- Task requirements: The expected output is a verbatim reprint of the lines from the beginning of the data that follows through the line that contains "### LINKED ISSUE #580: Wrong".

- Given records:
PR #581, opened 2025-11-10
Remove Fee Decimals Scaling and Introduction of Optional Beneficiary Address for Relayer when Withdrawing Fees

### LINKED ISSUE #579: Add optional beneficiary to relayer fee withdrawal parameters
In pallet messaging relayer fees when we accumulate the protocol fees into the relayer's account, we collect it into the relayer's substrate account, because that's the only account we have access to, our current withdrawal implementation in Tesseract cannot handle this case; hence, relayers will have to withdraw this manually, but they need to provide a beneficiary(an evm address) that will receive this withdrawal on the evm chain, current withdrawal call does not support this.

### LINKED ISSUE #580: Wrong use of fee token decimals in `pallet-messaging-fees`
The fee token decimal value is being misused in `pallet-messaging-fees` in get_per_byte_fee. It should be used directly without any scaling.

dharjeezy:
This removes the scaling of fee token decimals when calculating `per_byte_fee` in `pallet-messaging-fees`. This closes #580 

This PR also introduce an optional beneficiary address when withdrawing fees, which closes #579

### DIFF
--- a/parachain/simtests/src/migration_test.rs
+++ b/parachain/simtests/src/migration_test.rs
@@ -148,8 +148,8 @@ async fn wait_for_port(port: u16, timeout: Duration) -> Result<(), anyhow::Error
 	Err(anyhow!("Timed out waiting for connection to port"))
 }
 
-#[tokio::test]
-#[ignore]
+// #[tokio::test]
+// #[ignore]
 async fn test_runtime_upgrade_and_fee_migration() -> Result<(), anyhow::Error> {
 	// Check nexus runtime version - only run test if version is below 6000
 	println!("Connecting to Nexus at: {} to check runtime version...", NEXUS_RPC);


tesseract/messaging/substrate/src/lib.rs
```diff
@@ -61,6 +61,8 @@ pub struct SubstrateConfig {
 	pub max_rpc_payload_size: Option<u32>,
 	/// Relayer account seed
 	pub signer: String,
+	/// Optional withdrawal beneficiary address
```
Wizdave97: There's no no need to modify anything in tesserract, just use None when it's trying to withdraw

modules/pallets/relayer/src/lib.rs
Wizdave97: The message here should contain the beneficiary address if it's available

tesseract/messaging/evm/src/lib.rs
```diff
@@ -68,6 +68,8 @@ pub struct EvmConfig {
 	pub ismp_host: H160,
 	/// Relayer account private key
 	pub signer: String,
+	/// Optional Beneficiary withdrawal address
+	pub withdrawal_beneficiary_address: Option<String>,
```
Wizdave97: Not needed

tesseract/messaging/substrate/src/calls.rs
```diff
@@ -177,7 +177,11 @@ where
 			counterparty.sign(&message)
 		};
 
-		let input_data = WithdrawalInputData { signature, dest_chain: chain };
+		let input_data = WithdrawalInputData {
+			signature,
+			dest_chain: chain,
+			beneficiary: counterparty.withdrawal_beneficiary_address(),
```
Wizdave97:
```suggestion
			beneficiary: None
```

modules/pallets/messaging-fees/src/impls.rs
```diff
@@ -117,8 +117,7 @@ where
 				else {
 					return None;
 				};
-				let scaling_power = 18u8.saturating_sub(decimals); // assumption that the decimals will always be less than 18
-				let scaling_factor = U256::from(10u128.pow(scaling_power as u32));
+				let scaling_factor = U256::from(10u128.pow(decimals as u32));
```
Wizdave97: The per_byte_fee is already in the correct decimals for the source chain, don't even think we need this

modules/pallets/messaging-fees/src/migrations.rs
```diff
@@ -0,0 +1,132 @@
...
+                weight.saturating_accrue(weight_per_item);
+                items_processed.saturating_inc();
+
+                let mut state_machine_key_part = &key_suffix[16..];
+
+                log::info!(target: "ismp", "MIGRATION: Attempting to decode key part: {:?}", &state_machine_key_part);
+
+                if let Ok(state_machine) = StateMachine::decode(&mut state_machine_key_part) {
+
+                    if state_machine.is_substrate() {
```
Wizdave97: The state machine is not substrate, we want to check that the state machine is evm and the address is 32 bytes

modules/pallets/messaging-fees/src/migrations.rs
```diff
@@ -0,0 +1,132 @@
...
+                    Box::new(KeyPrefixIterator::new(
+                        fee_storage_prefix.to_vec(),
+                        fee_storage_prefix.to_vec(),
+                        |k| Ok(k.to_vec()),
+                    ))
+                };
+
+            let mut items_processed = 0u32;
+            let max_weight = T::BlockWeights::get().max_block;
+            let weight_per_item = Weight::from_parts(200_000_000, 0);
```
Wizdave97: We should benchmark the weight of iterating through one item and use that as the base value  instead of randomly picking a value

modules/pallets/messaging-fees/src/migrations.rs
```diff
@@ -0,0 +1,132 @@
...
+            weight.saturating_accrue(T::DbWeight::get().reads(1));
+
+            while let Some(key_suffix) = iter.next() {
+                let full_key = [fee_storage_prefix.as_slice(), key_suffix.as_slice()].concat();
+
+                if weight.saturating_add(weight_per_item).ref_time() >= max_weight.ref_time() {
```
Wizdave97: We should not use more than half of the block ref_time

modules/pallets/testsuite/src/tests/pallet_messaging_fees.rs
```diff
@@ -451,3 +457,55 @@ fn test_protocol_fee_accumulation() {
...
+			);
+
+			assert_eq!(
+				pallet_ismp_relayer::Fees::<Test>::get(&evm_chain, &relayer_address),
+				initial_fee
+			);
+
+			assert_eq!(StorageVersion::get::<pallet_messaging_fees::Pallet<Test>>(), 1);
+
+			assert_eq!(MigrationInProgress::<Test>::get(), false);
```
Wizdave97: The test should run over multiple blocks also

modules/pallets/relayer/src/lib.rs
```diff
@@ -809,3 +824,11 @@ impl<T: Config> Pallet<T> {
 pub fn message(nonce: u64, dest_chain: StateMachine) -> [u8; 32] {
```
Wizdave97: This can just take an optional beneficiary instead of having a new function

tesseract/messaging/substrate/src/calls.rs
```diff
@@ -162,6 +159,26 @@ where
 		counterparty: Arc<dyn IsmpProvider>,
 		chain: StateMachine,
 	) -> anyhow::Result<WithdrawFundsResult> {
+		let hyperbridge_account_balance =
+			relayer_account_balance(&self.client, &self.rpc, chain, self.address.clone()).await?;
+
+		if hyperbridge_account_balance > U256::zero() {
```
Wizdave97: This has to be greater than $10 before you can withdraw it

tesseract/messaging/substrate/src/calls.rs
```diff
@@ -162,6 +159,26 @@ where
...
+				.chain_get_block_hash(None)
+				.await?
+				.ok_or_else(|| anyhow!("Failed to query latest block hash"))?;
+			let raw_value = self.client.storage().at(block_hash).fetch_raw(key.clone()).await?;
+			let nonce =
+				if let Some(raw_value) = raw_value { Decode::decode(&mut &*raw_value)? } else { 0u64 };
+
+			let message = message_with_beneficiary(nonce, chain, &counterparty.address());
+
+			execute_withdrawal(self, None, message, counterparty.clone(), chain).await?;
```
Wizdave97: What happens to the result of this withdrawal?

modules/pallets/messaging-fees/src/impls.rs
Wizdave97: Thinking about this, we do this scaling because of the bridge token incentives calculation, but it should only be used for that; we should use the per-byte fee directly when accumulating fees

modules/pallets/messaging-fees/src/migrations.rs
```diff
@@ -0,0 +1,132 @@
...
+
+                let mut state_machine_key_part = &key_suffix[16..];
+
+                log::info!(target: "ismp", "MIGRATION: Attempting to decode key part: {:?}", &state_machine_key_part);
+
+                if let Ok(state_machine) = StateMachine::decode(&mut state_machine_key_part) {
+
+                    if state_machine.is_substrate() {
+                        log::info!(target: "ismp", "MIGRATION: Is Substrate. Resetting fee for key {:?}", &full_key);
+                        storage::unhashed::put(&full_key, &U256::zero());
```
Wizdave97: Since we know that the accumulated fees is in 18 decimals, we should scale the value there down to the correct fee token decimals for that chain instead of resetting it to zero

modules/pallets/messaging-fees/src/impls.rs
Wizdave97, line 101: This fucntion should return the unscaled per byte fee and the per byte fee scaled to 18 decimals so we can choose which to use downstream.

modules/pallets/relayer/src/lib.rs
```diff
@@ -267,37 +269,47 @@ where
 {
 	pub fn withdraw(withdrawal_data: WithdrawalInputData) -> DispatchResult {
 		let address = match &withdrawal_data.signature {
+			Signature::Evm { address, .. } => address.clone(),
+			Signature::Sr25519 { public_key, .. } => public_key.clone(),
+			Signature::Ed25519 { public_key, .. } => public_key.clone()
+		};
+
+		let msg = match &withdrawal_data.beneficiary {
+			Some(beneficiary) => {
```
Wizdave97: There's no need for this match statement, you can just do `msg = message(nonce, withdrawal_data.dest_chain, withdrawal_data.beneficiary)`

modules/pallets/testsuite/src/tests/pallet_messaging_fees.rs
```diff
@@ -451,3 +460,138 @@ fn test_protocol_fee_accumulation() {
...
+
+			assert_eq!(
+				pallet_ismp_relayer::Fees::<Test>::get(&evm_chain, &relayer_addr_20),
+				initial_fee
+			);
+		});
+	}
+
+	#[test]
+	fn migration_scales_evm_fees_for_32_byte_address_multi_block() {
```
Wizdave97, line 471: A multiblock test is sufficient, we don't need the other test.

tesseract/messaging/relayer/src/fees.rs
```diff
@@ -393,16 +393,21 @@ where
 async fn deliver_post_request<D: IsmpProvider>(
 	dest_chain: Arc<dyn IsmpProvider>,
 	hyperbridge: &D,
-	result: WithdrawFundsResult,
+	results: Vec<WithdrawFundsResult>,
 ) -> anyhow::Result<()> {
+	if results.is_empty() {
+		return Ok(());
+	}
+	let max_block = results.iter().map(|r| r.block).max().unwrap_or(0);
```
Wizdave97:
```suggestion
	let max_block = results.iter().map(|r| r.block).max().expect("Cannot be empty, checked in previous  block");
```

modules/pallets/messaging-fees/src/migrations.rs
```diff
@@ -0,0 +1,141 @@
...
+			};
+
+			if let Some(key_suffix) = iter.next() {
+				meter.consume(weight_per_item);
+				let full_key = [fee_storage_prefix.as_slice(), key_suffix.as_slice()].concat();
+				let mut key_part = &key_suffix[16..];
+
+				if let Ok(state_machine) = StateMachine::decode(&mut key_part) {
+					if state_machine.is_evm() {
+						if key_part.len() > 16 {
```
Wizdave97: These two if block can be collapsed into one

modules/pallets/messaging-fees/src/migrations.rs
```diff
@@ -0,0 +1,141 @@
...
+				return Err(SteppedMigrationError::InsufficientWeight { required: weight_per_item });
+			}
+
+			let fee_storage_prefix = storage_prefix(b"Relayer", b"Fees");
+
+			let mut iter: Box<dyn Iterator<Item = Vec<u8>>> = if let Some(c) = cursor.as_ref() {
+				let cursor_vec = c.as_slice().to_vec();
+				Box::new(
+					KeyPrefixIterator::new(
+						fee_storage_prefix.to_vec(),
```
Wizdave97: Why is this value used twice here?

Wizdave97: I believe the second  item should be the cursor when it exists

modules/pallets/messaging-fees/src/migrations.rs
```diff
@@ -0,0 +1,141 @@
...
+						fee_storage_prefix.to_vec(),
+						|k| Ok(k.to_vec()),
```
Wizdave97:
```suggestion
						|k| <Vec<u8>>::decode(&mut &*k),
```

modules/pallets/messaging-fees/src/migrations.rs
```diff
@@ -0,0 +1,141 @@
...
+					)
+					.skip_while(move |k_vec| k_vec != &cursor_vec)
```
Wizdave97: We should not need this skip_while

tesseract/messaging/substrate/src/calls.rs
```diff
@@ -161,7 +161,36 @@ where
...
+			let nonce = if let Some(raw_value) = raw_value {
+				Decode::decode(&mut &*raw_value)?
+			} else {
+				0u64
+			};
+
+			let message = message(nonce, chain, Some(counterparty.address().clone()));
+
+			results
+				.push(execute_withdrawal(self, None, message, counterparty.clone(), chain).await?);
```
Wizdave97: beneficiary should not be None in this case

Wizdave97 (commented):
Looks good, let's add a simnode test for the migration by forking the live nexus chain

parachain/runtimes/gargantua/src/lib.rs
```diff
@@ -829,6 +879,12 @@ mod runtime {
 	pub type IsmpOptimism = ismp_optimism::pallet;
 	#[runtime::pallet_index(85)]
 	pub type IsmpTendermint = ismp_tendermint::pallet;
+	#[runtime::pallet_index(86)]
+	pub type ConsensusIncentives = pallet_consensus_incentives::pallet;
```
Wizdave97: Remove ConsensusIncentives and MessagingFees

- Solution to the exercise:
PR #581, opened 2025-11-10
Remove Fee Decimals Scaling and Introduction of Optional Beneficiary Address for Relayer when Withdrawing Fees

### LINKED ISSUE #579: Add optional beneficiary to relayer fee withdrawal parameters
In pallet messaging relayer fees when we accumulate the protocol fees into the relayer's account, we collect it into the relayer's substrate account, because that's the only account we have access to, our current withdrawal implementation in Tesseract cannot handle this case; hence, relayers will have to withdraw this manually, but they need to provide a beneficiary(an evm address) that will receive this withdrawal on the evm chain, current withdrawal call does not support this.

### LINKED ISSUE #580: Wrong use of fee token decimals in `pallet-messaging-fees`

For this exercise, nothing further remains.